Data yang berhasil dikumpulkan Tim Litigasi dan Advokasi untuk Rehabilitasi Sosial Anak dari berbagai sumber di Sumatera Utara dari kunker itu, 52 persen kasus kekerasan seksual, dan ada ditemukan data 42 persen pelakunya adalah selain orang terdekat Anak, juga adalah anak itu sendiri. 12 persen dalam bentuk kenakalan dan 22.50 persen dalam kejahatan seksual. Lebih lanjut Arist Merdeka mengatakan, fakta menunjukkan kasus-kasus yang dilakukan anak sudah masuk kategori kejahatan luar biasa dan berat.
“Lihat saja kasus kejahatan seksual disertai pembunuhan dan jasadnya dibuang di belakang rumah di tepi sawah sampai membusuk di desa Paya Gambar Kecamatan Batang Kuis, Kabupaten Deliserdang yang dilakukan anak dibawa usia”.
” Inikah yang disebut kenakalan anak.
Demikian juga kasus yang sangat tidak bisa diterima akal sehat dimana ada peristiwa pembacokan terhadap anak usia 14 tahun siswa SMP di Sukabumi yang dilakukan 3 orang anak remaja seorang anak usia 14 tahun dengan cara membacok dengan clurit dan pada saat kejadian disiarkan secara langsung melalui media sosial..
Sekali lagi, “Inikah kenakalan anak atau justru kejahatan berat dan sadis”.

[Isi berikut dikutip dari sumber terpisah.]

PR #861, opened 2021-04-01
De-generify Sign methods

devrandom:
This allows all methods of `Sign` (herein renamed to `BaseSign`) to be non-generic, which allows it to have a vtable and be a `dyn` object.

In general, the following can prevent a trait for being used with `dyn`:

- any of the trait methods is generic
- the trait requires `Sized`, directly or indirectly (e.g. via `Clone`)


devrandom:
Hmm... not sure why the router benchmarks are failing.  They are also failing for me in master.

lightning/src/util/ser.rs
```diff
@@ -34,65 +34,49 @@ use util::byte_utils::{be64_to_array, be48_to_array, be32_to_array, be16_to_arra
...
 }
 
-pub(crate) struct WriterWriteAdaptor<'a, W: Writer + 'a>(pub &'a mut W);
-impl<'a, W: Writer + 'a> Write for WriterWriteAdaptor<'a, W> {
-	fn write_all(&mut self, buf: &[u8]) -> Result<(), ::std::io::Error> {
-		self.0.write_all(buf)
-	}
+pub(crate) struct WriterWriteAdaptor<'a>(pub &'a mut Writer);
+
+impl<'a> Write for WriterWriteAdaptor<'a> {
```
jkczyz, line 69: Is this adaptor still needed?

devrandom: it's used in `impl_consensus_ser!` for serializing bitcoin structs

devrandom: that said, it's better if we implement `Write` directly on `Writer` - will do that now

TheBlueMatt (commented):
Hmmmmm, is there a way to avoid the dropping of `Sign: Clone`? I'm not sure there is a way to avoid requiring `ChannelMonitor: Clone` in the Java bindings (as there is no other way to give java a reference to something in Rust that is only valid for the scope of a function call, which we require for ChannelMonitor), I just haven't spent the time to figure out if I want to upstream that or not :/.

If its really required, maybe there's some other clever way around it - obviously the "Rust-y" way of doing the dyn would be to enum a wrapper, though it requires a few layers of wrappers so may be more challenging here. Or maybe there's a way to have a dynamic clone-but-return-the-boxed-one thing that I'm not aware of (we could always define our own trait for that).

```
enum DynamicSigner {
    A(SignerImplA), B(SignerImplB)
}
impl Sign for DynamicSigner {
  fn f(&self) { match self { A(a) => a.f(), B(b) -> b.f() } }
}
```

devrandom:
> Hmmmmm, is there a way to avoid the dropping of `Sign: Clone`? I'm not sure there is a way to avoid requiring `ChannelMonitor: Clone` in the Java bindings (as there is no other way to give java a reference to something in Rust that is only valid for the scope of a function call, which we require for ChannelMonitor), I just haven't spent the time to figure out if I want to upstream that or not :/.

Might be able to `impl Clone for Box<Signer>`.  Would it be acceptable to Box it in `ChannelMonitor`?  I assume there's no memory allocation concerns because these are somewhat long lived.

TheBlueMatt:
> Might be able to impl Clone for Box<Signer>. Would it be acceptable to Box it in ChannelMonitor? I assume there's no memory allocation concerns because these are somewhat long lived.

Correct, if you are using a `Box<Signer>` that work work, but I think that would be hard, too, but I haven't ever dug into that too deeply.

lightning/src/util/ser_macros.rs
```diff
@@ -116,7 +108,7 @@ macro_rules! decode_tlv {
 macro_rules! impl_writeable {
 	($st:ident, $len: expr, {$($field:ident),*}) => {
 		impl ::util::ser::Writeable for $st {
-			fn write<W: ::util::ser::Writer>(&self, w: &mut W) -> Result<(), ::std::io::Error> {
+			fn write(&self, w: &mut Writer) -> Result<(), ::std::io::Error> {
```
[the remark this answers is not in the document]
devrandom: done

lightning/src/util/ser.rs
```diff
@@ -34,65 +34,46 @@ use util::byte_utils::{be64_to_array, be48_to_array, be32_to_array, be16_to_arra
 /// serialization buffer size
 pub const MAX_BUF_SIZE: usize = 64 * 1024;
 
-/// A trait that is similar to std::io::Write but has one extra function which can be used to size
+/// A struct that is similar to std::io::Write but has one extra function which can be used to size
```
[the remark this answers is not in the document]
devrandom: reworded

lightning/src/util/ser.rs
```diff
@@ -34,65 +34,46 @@ use util::byte_utils::{be64_to_array, be48_to_array, be32_to_array, be16_to_arra
...
-pub trait Writer {
+pub struct Writer(pub Vec<u8>);
+
+impl Writer {
+	/// Construct an empty Writer
+	pub fn new() -> Self {
+		Writer(Vec::new())
+	}
+
 	/// Writes the given buf out. See std::io::Write::write_all for more
```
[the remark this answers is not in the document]
devrandom: reworded.

the change to the API should probably be in a followup

lightning/src/util/ser.rs
```diff
@@ -34,65 +34,46 @@ use util::byte_utils::{be64_to_array, be48_to_array, be32_to_array, be16_to_arra
...
-	fn write_all(&mut self, buf: &[u8]) -> Result<(), ::std::io::Error>;
 	/// Hints that data of the given size is about the be written. This may not always be called
 	/// prior to data being written and may be safely ignored.
```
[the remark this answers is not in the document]
devrandom: reorganized

lightning/src/util/ser.rs
```diff
@@ -34,65 +34,46 @@ use util::byte_utils::{be64_to_array, be48_to_array, be32_to_array, be16_to_arra
...
 }
 
-pub(crate) struct WriterWriteAdaptor<'a, W: Writer + 'a>(pub &'a mut W);
-impl<'a, W: Writer + 'a> Write for WriterWriteAdaptor<'a, W> {
-	fn write_all(&mut self, buf: &[u8]) -> Result<(), ::std::io::Error> {
-		self.0.write_all(buf)
-	}
+impl Write for Writer {
 	fn write(&mut self, buf: &[u8]) -> Result<usize, ::std::io::Error> {
 		self.0.write_all(buf)?;
```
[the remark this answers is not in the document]
devrandom: done

lightning/src/util/ser.rs
```diff
@@ -34,65 +34,46 @@ use util::byte_utils::{be64_to_array, be48_to_array, be32_to_array, be16_to_arra
...
 
-/// Writer that only tracks the amount of data written - useful if you need to calculate the length
-/// of some data when serialized but don't yet need the full data.
-pub(crate) struct LengthCalculatingWriter(pub usize);
-impl Writer for LengthCalculatingWriter {
-	#[inline]
 	fn write_all(&mut self, buf: &[u8]) -> Result<(), ::std::io::Error> {
-		self.0 += buf.len();
-		Ok(())
+		self.0.write_all(buf)
```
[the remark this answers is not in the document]
devrandom: done

lightning/src/util/ser.rs
```diff
@@ -625,13 +606,13 @@ impl Readable for PaymentSecret {
 }
 
 impl<T: Writeable> Writeable for Option<T> {
-	fn write<W: Writer>(&self, w: &mut W) -> Result<(), ::std::io::Error> {
+	fn write(&self, w: &mut Writer) -> Result<(), ::std::io::Error> {
 		match *self {
 			None => 0u8.write(w)?,
 			Some(ref data) => {
-				let mut len_calc = LengthCalculatingWriter(0);
+				let mut len_calc = Writer::new();
```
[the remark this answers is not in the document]
devrandom: Implemented using an insert.  Please take a look - we can optimize the 1 byte case, but not sure it's worth it.

BTW, puzzled that in one case the length has 1 added to it.

lightning/src/ln/onion_utils.rs
```diff
@@ -183,10 +183,10 @@ fn shift_arr_right(arr: &mut [u8; ONION_DATA_LEN], amt: usize) {
 pub(super) fn route_size_insane(payloads: &Vec<msgs::OnionHopData>) -> bool {
 	let mut len = 0;
 	for payload in payloads.iter() {
-		let mut payload_len = LengthCalculatingWriter(0);
+		let mut payload_len = Writer::new();
```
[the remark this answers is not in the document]
devrandom: I thought only the legacy onion hop is fixed length?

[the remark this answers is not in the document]
TheBlueMatt: Correct, I was referring there to the idea of adding a function to `Writeable` (or maybe adding a new trait) which allows a caller to ask for the exact size of the object once serialized. We could implement it for a few network messages and use it here.

TheBlueMatt:
Heh, sometimes rust is just really stupid, `BaseSign` looks good, though, can you add docs for it? I think this PR otherwise looks basically good, mod https://github.com/rust-bitcoin/rust-lightning/pull/861#discussion_r607343406

lightning/src/util/ser.rs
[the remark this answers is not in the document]
TheBlueMatt: I figure we should optimize for the 1 byte case, there's no reason not to - its one extra byte insertion that will almost always avoid a vec-shift. As to the 1 - we're really serializing an `Option` - we either write 0 or we write the length, but we may have a `Some` with an object of length zero, so we have to offset to differentiate the two cases.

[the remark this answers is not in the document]
devrandom: Done

lightning/src/ln/onion_utils.rs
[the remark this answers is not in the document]
devrandom: Added to `Writeable` and implemented for the `OnionHopData`.

Anywhere else we could implement it where it would make a significant difference?  I would guess many network messages don't happen often enough to matter.

lightning/src/util/ser.rs
```diff
@@ -34,65 +34,71 @@ use util::byte_utils::{be64_to_array, be48_to_array, be32_to_array, be16_to_arra
...
+	}
+
+	/// Return the number of bytes written
+	pub fn len(&self) -> usize {
+		self.0.len()
+	}
+
+	/// Write the data with a varint length prefix.
+	/// Use length_adjust to add to the length for special cases, such as writing an Option.
+	pub fn write_all_with_length<T: Writeable>(&mut self, data: &T, length_adjust: usize) -> Result<(), ::std::io::Error> {
```
TheBlueMatt, line 68: Hmm, I kinda prefer if we not make this public, I'm not sure if users really should ever be calling this.

lightning/src/util/ser.rs
```diff
@@ -166,18 +172,24 @@ impl<R: Read> Read for ReadTrackingReader<R> {
...
 	/// Writes self out to a Vec<u8>
 	fn encode(&self) -> Vec<u8> {
-		let mut msg = VecWriter(Vec::new());
+		let mut msg = Writer::new();
 		self.write(&mut msg).unwrap();
 		msg.0
 	}
 
+	/// Calculates the encoded length of this object.
+	/// This may be overridden to optimize for specific structs.
```
TheBlueMatt, line 185: Hmmmm, this feels like having two APIs for the same thing - size_hint and encoding_length. size_hint is a "push" and this is a "pull", but given we only ever have one `Writer` interface, I'd think size_hint is the way to go. I'd rather just expose this directly on OnionHopData and maybe add a new (non-public) trait for the test harness stuff.

lightning/src/util/ser.rs
devrandom: done

lightning/src/util/ser.rs
devrandom: done

lightning/src/util/ser.rs
```diff
@@ -747,8 +765,61 @@ impl<A: Readable, B: Readable> Readable for (A, B) {
...
+			// A Vec serializes its own 2 bytes length, so adjust this
+			data.resize(size-3, 0x11u8);
+			// Writing an Option is convenient for round-trip checking of length-prefixed writes
+			Some(data.clone()).write(&mut writer).unwrap();
+			let mut reader = Cursor::new(&writer.0);
+			let read_data: Option<Vec<u8>> = Readable::read(&mut reader).unwrap();
+            assert_eq!(data, read_data.unwrap());
+			// Ensure everything was consumed
+            assert_eq!(reader.position() as usize, writer.len());
+			println!("{}", writer.len())
```
TheBlueMatt, line 822: drop print?

lightning/src/util/ser_macros.rs
```diff
@@ -9,35 +9,23 @@
...
-		}
-
-		BigSize(len.0 as u64).write($stream)?;
-		encode_tlv!($stream, {
+		use util::ser::{BigSize, Writer};
+		let mut buf = Writer::new();
+		encode_tlv!(&mut buf, {
 			$(($type, $field)),*
 		});
+		BigSize(buf.len() as u64).write($stream)?;
```
TheBlueMatt, line 27: Can we not do the same optimization as `encode_tlv` here? At least it would drop one more `memcpy`.

lightning-persister/src/lib.rs
```diff
@@ -143,7 +143,7 @@ impl FilesystemPersister {
 		}
 }
 
-impl<ChannelSigner: Sign + Send + Sync> channelmonitor::Persist<ChannelSigner> for FilesystemPersister {
+impl<ChannelSigner: Sign+Clone> channelmonitor::Persist<ChannelSigner> for FilesystemPersister {
```
TheBlueMatt, line 146: I think you can entirely drop the last commit - the prev commit already removed the `send + Sync` requirement and the last commit just re-adds Clone which is already implied.

TheBlueMatt (commented):
Looks good, just tiny stuff, really. In general, best to word-wrap your commit messages to ~80 chars.

lightning/src/util/ser.rs
```diff
@@ -34,65 +34,71 @@ use util::byte_utils::{be64_to_array, be48_to_array, be32_to_array, be16_to_arra
...
+		let start = self.len();
+		data.write(self).expect("No in-memory data may fail to serialize");
+		self.insert_length(start, length_adjust)
+	}
+
+	fn insert_length(&mut self, slice_start: usize, length_adjust: usize) -> Result<(), ::std::io::Error> {
+		let slice_end = self.len();
+		let length = slice_end - slice_start + length_adjust;
+		let big_size = BigSize(length as u64);
+		let len_len = big_size.expected_length();
```
ariard, line 80: nit: what do you think about "big_size_len" ?

ariard (commented):
Sounds good to me, minor comments

lightning/src/chain/keysinterface.rs
```diff
@@ -738,7 +738,7 @@ impl Readable for InMemorySigner {
 /// Cooperative closes may use seed/2'
 /// The two close keys may be needed to claim on-chain funds!
 pub struct KeysManager {
-	secp_ctx: Secp256k1<secp256k1::SignOnly>,
+	secp_ctx: Secp256k1<secp256k1::All>,
```
jkczyz, line 751: Was this change deliberate? It doesn't seem to go with the commit message.

lightning/src/util/ser.rs
```diff
@@ -34,65 +34,45 @@ use util::byte_utils::{be64_to_array, be48_to_array, be32_to_array, be16_to_arra
...
+		Ok(())
+	}
+
 	/// Hints that data of the given size is about the be written. This may not always be called
 	/// prior to data being written and may be safely ignored.
-	fn size_hint(&mut self, size: usize);
-}
+	pub fn size_hint(&mut self, size: usize) {
+		self.0.reserve(size)
+	}
```
jkczyz, line 59: I was looking into how `reserve` is implemented. It seems it increases the capacity to the _max_ of either the desired capacity or double the current capacity. This makes me wonder how useful `size_hint` really is. 

I suppose we may save some allocations if the writer has 0 capacity, but I'm wondering if the same thing can be accomplished while defining our public interfaces in terms of `std::io::Write` instead of `Writer`. For instance, if a message knows it size, we could do something like:

```rust
Writer::with_capacity(message.size_hint());
```

Rather than having the message call `size_hint` on `Writer`. Thoughts?

lightning/src/chain/keysinterface.rs
```diff
@@ -226,7 +226,7 @@ impl Readable for SpendableOutputDescriptor {
 /// of LN security model, orthogonal of key management issues.
 // TODO: We should remove Clone by instead requesting a new Sign copy when we create
 // ChannelMonitors instead of expecting to clone the one out of the Channel into the monitors.
-pub trait Sign : Send+Clone + Writeable {
+pub trait BaseSign : Send + Writeable {
```
jkczyz, line 229: `BaseSign` seems like a code smell to me. Can't we define `Sign` like this and then use `Sign + Clone` where needed?

lightning/src/ln/msgs.rs
```diff
@@ -887,6 +888,39 @@ mod fuzzy_internal_msgs {
...
+			fn high_zero_bytes_dropped_length(data: u64) -> usize {
+				8 - ((data.leading_zeros()/8) as usize)
+			}
+			match self.format {
+				OnionHopDataFormat::Legacy { .. } => 1 + 8 + 8 + 4 + 12, // 33
+				OnionHopDataFormat::NonFinalNode { .. } => {
+					1 +
+						1 + 1 + high_zero_bytes_dropped_length(self.amt_to_forward) +
+						1 + 1 + high_zero_bytes_dropped_length(self.outgoing_cltv_value as u64) +
+						1 + 1 + 8 // short_channel_id
```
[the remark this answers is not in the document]
devrandom: Theoretically, yes, but in practice `outgoing_cltv_value` needs four bytes on mainnet.

lightning/src/ln/msgs.rs
```diff
@@ -887,6 +888,39 @@ mod fuzzy_internal_msgs {
...
+				}
+				OnionHopDataFormat::FinalNode { ref payment_data } => {
+					1 +
+						1 + 1 + high_zero_bytes_dropped_length(self.amt_to_forward) +
+						1 + 1 + high_zero_bytes_dropped_length(self.outgoing_cltv_value as u64) +
+						match payment_data {
+							None => 0,
+							Some(payment_data) =>
+								1 + 1 + high_zero_bytes_dropped_length(payment_data.total_msat) +
+									32 // payment_secret
```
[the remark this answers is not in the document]
devrandom: Well, `payment_data` would need an `unwrap` in the else branch, which I usually try to avoid if I need to do something in both some/none cases.  Just aesthetics, so happy to change it if LDK is standardizing on the if/else form.

lightning/src/chain/keysinterface.rs
devrandom: Yes.  I'll add to the commit message.

It just doesn't seem worth it to deal with both kinds of contexts separately, given that the caller might as well have an `All` handy to be able to supply both for different calls.

I think it's also not possible to pass in an `All` when `Signing` is expected without generics, which we are trying to get away from here.

lightning/src/chain/keysinterface.rs
devrandom: We had it that way, but @TheBlueMatt had some concerns about complexity / changes to bindings.  It's about 20 spots in the code if I remember correctly.

lightning-persister/src/lib.rs
devrandom: Rebase error.  Done.

lightning/src/util/ser.rs
```diff
@@ -34,65 +34,71 @@ use util::byte_utils::{be64_to_array, be48_to_array, be32_to_array, be16_to_arra
...
+
+impl Writer {
+	/// Construct an empty Writer
+	pub fn new() -> Self {
+		Writer(Vec::new())
+	}
+
 	/// Writes the given buf out. See std::io::Write::write_all for more
-	fn write_all(&mut self, buf: &[u8]) -> Result<(), ::std::io::Error>;
+	pub fn write_all(&mut self, buf: &[u8]) -> Result<(), ::std::io::Error> {
```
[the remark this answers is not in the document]
devrandom: `#[inline]` seems desirable given https://stackoverflow.com/questions/37639276/when-should-inline-be-used-in-rust, so done that.  But it seems strange to force the compiler with `always` rather than give a hint - I doubt the compiler will fail to take advantage unless there's a good reason given the rest of the caller's code.

lightning/src/util/ser.rs
devrandom: We could do `reserve_exact`.

But I am guessing that the caller almost always calls these with a zero sized writer, otherwise it's kind of ineffective.  If this is called with a non-zero sized writer (e.g. if this object is a field in a larger struct), then, yes, the size_hint mechanism won't be very effective and we should think about moving to something like `with_capacity`.

Maybe @TheBlueMatt has more insight about how `size_hint` is used.

lightning/src/util/ser.rs
devrandom: Done

lightning/src/util/ser.rs
devrandom: Done

lightning/src/util/ser.rs
```diff
@@ -747,8 +765,61 @@ impl<A: Readable, B: Readable> Readable for (A, B) {
...
+		for size in vec![3, 0xfc, 0xfd, 0xffff, 0x10000] {
+			let mut writer = Writer::new();
+			let mut data = Vec::new();
+			// A Vec serializes its own 2 bytes length, so adjust this
+			data.resize(size-3, 0x11u8);
+			// Writing an Option is convenient for round-trip checking of length-prefixed writes
+			Some(data.clone()).write(&mut writer).unwrap();
+			let mut reader = Cursor::new(&writer.0);
+			let read_data: Option<Vec<u8>> = Readable::read(&mut reader).unwrap();
+            assert_eq!(data, read_data.unwrap());
```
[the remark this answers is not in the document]
devrandom: Done

lightning/src/util/ser.rs
```diff
@@ -34,65 +34,71 @@ use util::byte_utils::{be64_to_array, be48_to_array, be32_to_array, be16_to_arra
...
-/// A trait that is similar to std::io::Write but has one extra function which can be used to size
-/// buffers being written into.
-/// An impl is provided for any type that also impls std::io::Write which simply ignores size
-/// hints.
+/// A struct that implements a serialization buffer.  A size hint can be given and the length
+/// of the result can be retrieved.
 ///
-/// (C-not exported) as we only export serialization to/from byte arrays instead
-pub trait Writer {
+/// std::io::Write is implemented for serializing Bitcoin objects with impl_consensus_ser! below.
```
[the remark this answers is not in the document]
devrandom: Done

lightning/src/util/ser_macros.rs
devrandom: Ah, good point.  Done with slight improvement to the crate-local interface of `Writer`.

devrandom:
This is ready for another look.

lightning/src/util/ser.rs
TheBlueMatt: Hmm, in  general it probably doesn't make sense to use it for sub-structs. It's mostly intended for where we know the exact size, which we generally do in all our P2P message sending, avoiding copying the data a few times. Luckily, the max Jeff referenced means we can't really do worse than the "normal" behavior with it, though.

TheBlueMatt: As for putting it in messages vs calling it on a Writer, I certainly don't care which we end to with, but it should only be one or the other, and this PR is already nontrivial in size.

devrandom: > Hmm, in general it probably doesn't make sense to use it for sub-structs.

It seems to be getting called for sub-structs, given that it's called on non-empty `Writer` instances during the tests.  Should I open an issue to look into that?

TheBlueMatt: > It seems to be getting called for sub-structs, given that it's called on non-empty Writer instances during the tests. Should I open an issue to look into that?

I mean, I guess its not strictly a bug, though it would be nice to create a sensible estimate at the top of any write methods and call it there, then we could drop it for most sub-structs.

TheBlueMatt (approved):

lightning/src/chain/keysinterface.rs
jkczyz: Gotcha. Figured there might something related to binding. We can remove it easily in the future, so no objections keeping it as is.

lightning/src/util/ser.rs
jkczyz: My main gripe is that we are restricting our interface since any `std::io::Write` can no longer be used, though we can always re-expand later, I suppose.

For size hints, the nice properties of the message returning the size are:

(1) We can use `std::io::Write` in our interfaces without needing another trait.
(2) Size calculations can be encapsulated in sub-structs rather than enclosing structs needing to know how to calculate the sizes of their parts.

TheBlueMatt: > My main gripe is that we are restricting our interface since any std::io::Write can no longer be used, though we can always re-expand later, I suppose.

I'm a little confused, is your question about not wanting to do the concrete-ization in this PR at all, or just that the sizing API isn't great? I think I agree with you on the sizing API, we should change it, but this PR doesn't touch it, so I figure that can come in a followup.

jkczyz: Yeah, the former. The sizing API change can come later. I had thought they may be related if any method taking a `Writer` was also using `size_hint`. But maybe only direct instantiators of `Writer` (`VecWriter` before) use it?

So in this PR, I had figured `Writer` would implement `std::io::Write` so the interface changes would therefore be limited to changing traits and not break any potential users. But maybe there is something related to generifying `Sign` that I'm missing. It's not immediately clear to me how/if these two things are connected. Could use some clarification in the PR description if so.

devrandom: I updated the PR description.

The relevant method in `Writeable` is `write(&self, writer: &mut Writer)`.  If we want to use a trait (e.g. `Write`) instead of the concrete `Writer`, that would have to change to either:

- `write<W: Write>(&self, writer: &mut W)` - this is basically back to the previous code, which would cause `Sign` to have a generic method, and therefore not be able to be `dyn`
- `write(&self, writer: &mut dyn Write)` - this is possible, with a slight performance impact

jkczyz: Ah, is this because `ChannelMonitor` needs to be `Writeable` and thus so does `Sign`? Couldn't we parameterize as `ChannelMonitor<Signer: Sign + Writeable>`?

TheBlueMatt: > Couldn't we parameterize as ChannelMonitor<Signer: Sign + Writeable>?

Yes, but ultimately, as far as I understand, that doesn't solve the issue - as soon as you `Box<dyn Trait>` you can't have generics on the individual method definitions. In theory we could do `Sign<Writer>`, but of course then you're stuck with one writer at compile-time and can't have multiple. It may be possible to do that and then pick `dyn Writer` at compile time, but that would drop a *ton* of optimization we're basically relying on for users who want multiple-different-writer support.

Another approach which doesn't "solve" the problem, but may help work around it, is we could move the `write` on `Sign` to `KeysManager` (ie have a `KeysManager::write_sign()` method), which would allow for a `dyn Sign`, but not a `dyn KeysManager`.

devrandom: > Yes, but ultimately, as far as I understand, that doesn't solve the issue - as soon as you Box<dyn Trait> you can't have generics on the individual method definitions

You could do `Box<dyn Sign>` but not `Box<dyn Sign+Writeable>`.  So that would still work for having multiple `Sign` implementations at runtime (e.g. dispatched via a `DynSigner` as discussed elsewhere), but they wouldn't be implementing their own serialization (`Writeable`).

TheBlueMatt: > but they wouldn't be implementing their own serialization (Writeable).

Right, so we'd have to do my second suggestion, above, and move the serialization to the KeysManager in some way?

TheBlueMatt: Right, presumably via KeysManager or some `Sign`-specific write API that does what this PR does but only for `Sign`. Thoughts, @jkczyz ?

jkczyz: @TheBlueMatt Not sure I understand how that would look with regards to a `ChannelMonitor` serializing its parameterized `Sign`.

@devrandom Could `DynSigner` also have a field storing something like `FnOnce` that downcasts the boxed signer and calls write. Then `DynSigner` could implement `Writeable` by calling this. The instantiator of `DynSigner` would need to give this function, but presumably that is possible since they are also giving boxed signer and thus know what type to downcast to.

TheBlueMatt: > @TheBlueMatt Not sure I understand how that would look with regards to a ChannelMonitor serializing its parameterized Sign.

Right, I guess there's a few options - take a reference to the `KeysManager` and call `KeysManager::serialize_signer(sign: &Sign)`. Or we could go with a straightforward `Sign::serialize() -> Vec<u8>` only.

devrandom: > @devrandom Could `DynSigner` also have a field storing something like `FnOnce` that downcasts the boxed signer and calls write? Then `DynSigner` could implement `Writeable` by calling this. The instantiator of `DynSigner` would need to give this function, but presumably that is possible since they are also giving boxed signer and thus know what type to downcast to.

Yes, that works.  There are actually more options, since a generic `Write` can be converted to a `dyn Write` inside `DynSigner`.

But in any case, moving `Writeable` from `BaseSign` to `Sign` is definitely a valid approach.  I am not worried about the sunk cost of having rewritten the `Writeable` trait, happy to back that out.  Should decide whether or not to do that based on whether we actually expect some advantage from not going via a Vec intermediary serialization.

devrandom: Here's a branch with the above implemented: https://github.com/rust-bitcoin/rust-lightning/compare/main...lightning-signer:degenerify1?expand=1

TheBlueMatt: > Yes, that works.

Huh! I guess when the limits the language is applying are arbitrary, the workarounds are arbitrary too :).

That looks good to me, too, what do you think @jkczyz?

jkczyz: > Huh! I guess when the limits the language is applying are arbitrary, the workarounds are arbitrary too :).
> 
> That looks good to me, too, what do you think @jkczyz?

Works for me! Would be nice to move `Writeable` off to where it is needed rather than making it a sub-trait, if that's possible. Wasn't quite clear if the workaround allowed for that. But either way seems clean enough.

> I am not worried about the sunk cost of having rewritten the `Writeable` trait, happy to back that out.

@devrandom Regarding `Writer` trait, I do like making that a struct and using `std::io::Write`, but that is no longer applicable to this PR and can come at some later time, as you said. I think you meant `Writer` here, at least.

devrandom:
OK, the changes to `Writer` / `Writeable` have been taken out, and Writeable is now part of `Sign` instead of `BaseSign`.  This was as a result of the discussion in https://github.com/rust-bitcoin/rust-lightning/pull/861#discussion_r610472700.

This is ready for another review.

ariard:
Code Review ACK 0821fb3

lightning/src/chain/keysinterface.rs
```diff
@@ -1048,3 +1048,9 @@ impl KeysInterface for KeysManager {
 		InMemorySigner::read(&mut std::io::Cursor::new(reader))
 	}
 }
+
+// Ensure that BaseSign can have a vtable
+#[test]
+pub fn dyn_sign() {
+	let _signer: Box<dyn BaseSign>;
+}
```
jkczyz, line 1056: nit: add newline

jkczyz (approved):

“Kasus yang sulit diterima semua orang, dimana ada kasus mutilasi yang dilakukan 2 orang satu diantaranya melibatkan anak di Sulawesi Selatan melakukan mutilasi dan mengambil sebagian organ tubuhnya dengan maksud dijual melalui layanan media sosial. Ada juga kasus kekerasan fisik dengan cara menendang dengan kaki hingga terjungkal, kemudian tertawa-tawa terhadap seorang ibu usia lansia yang mempunyai latar belakang mental yang dilakukan lebih dari 5 orang siswa SMP di salah sati tempat di Tapanuli Selatan, Sumatera Utara, sekali lagi apakah ini merupakan tidak kenakalan anak, “jelas Arist.
Peristiwa lain, tekah terjadi serangan kekerasan seksual bergerombol (geng RAPE) yang dilakukan 10 orang, 7 diantaranya usia anak melakukan serangan seksual berulang di salah satu kota Kecamatan di Siborongborong, Tapanuli Utara terhadap seorang anak usia 16 tahun hingga korban trauma berat yang hanya dikenai hukuman sanksi sosial dan oleh korban dan keluarga korban adalah tidak adil.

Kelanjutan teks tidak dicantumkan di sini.